A Framework for Explainable AI in Weather Forecasting: Diagnosing Deep Learning Models via Gradient-Based Attributions

Each day, potentially critical decisions made by governments and organizations depend on accurate weather forecasts, determining whether to evacuate for a storm or simply to carry an umbrella. In this context, Deep Learning (DL) models are becoming a popular and computationally efficient alternative to traditional Numerical Weather Prediction (NWP) models, offering the potential to capture complex data patterns which may be missed using physical explicit equations (Lam et al., 2023). However, their opaque (black-box) nature remains a barrier to operational trust.

Explainable AI (XAI) aim to address this opacity by revealing the decision process behind predictions. Indeed, classical XAI techniques reveal when DL models rely on spurious correlations rather than causal physical mechanisms to deliver predictions (Geirhos et al., 2020). However, their direct application to meteorological data often yields attribution maps that are noisy (Kim et al., 2019) and difficult to interpret due to their high dimensionality. It additionally remains unclear whether these tools can consistently identify the complex physical drivers inherent in NWP (Bommer et al., 2024).

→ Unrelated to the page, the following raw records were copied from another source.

Issue #1265, opened 2023-08-15
Sample Taking WF - Sample Info step hangs after saving edits to existing sample


johnatawnclementawn:
1. Sample taking workflow
2. Sample info step: draw a feature, save
3. Sample info step loads, edit feature that was just created & save
4. Loading screen will hang on `Saved.` - requires a refresh to return to Sample info step

jacobtylerwalls:
Hey @njkim is this ready to close?

PR #1267, opened 2023-08-17
Fix the sampling annotation save error, #1265

njkim:
Fix the issue with accessing canvas observable, #1265


njkim:
Closing, #1270 overwrites this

Based on previous works (Bommer et al., 2024; Kim et al., 2023; Yang et al., 2024), we establish a framework to generate compact and interpretable explanations of local weather forecast predictions obtained using deep neural networks. These explanations build on the output of gradient-based methods like VanillaGrad and SmoothGrad (Smilkov et al., 2017), which are scalable to high-dimensional data. More specifically, our framework first allows for targeted analysis by selecting a region of interest (e.g., Paris area) and a target variable (e.g., accumulated precipitation). It therefore answers the question: "Why did the neural network predict this feature at this location?" To do so, it first computes dense attribution maps with respect to all input variables (e.g., wind components at varying altitudes). Traditionally, bounding boxes are used to define the region of importance in these maps (Kim et al., 2023). However, they are unable to provide detailed directional information. We therefore propose in our framework to determine regions of importance using "confidence ellipses" that summarize the center, main directions, and importance of the most concentrated regions. Unlike bounding boxes, the representation of these ellipses, with the raw attribution maps as a background, provides rich and easily interpretable information regarding the directionality and spatial spread of the model's focus.

Preliminary results on the hybrid transformer-convolutional-based model UNETR++ (Shaker et al., 2024) trained and tested on the TITAN dataset from Météo-France (comprising hourly surface and vertical profiles of wind, temperature, and geopotential over metropolitan France) demonstrate our framework's pertinence for explaining predictions from deep neural networks. We were able to verify that different trained models successfully capture the vertical hierarchy of atmospheric variables, evidenced by an effective receptive field that expands with increasing altitude. More interestingly, our framework allowed us to identify systematic biases learned during training that correlate with known physical occurrences. These findings serve as a foundational step for future work on developing novel explainability methods to detect whether trained models capture complex physical mechanisms.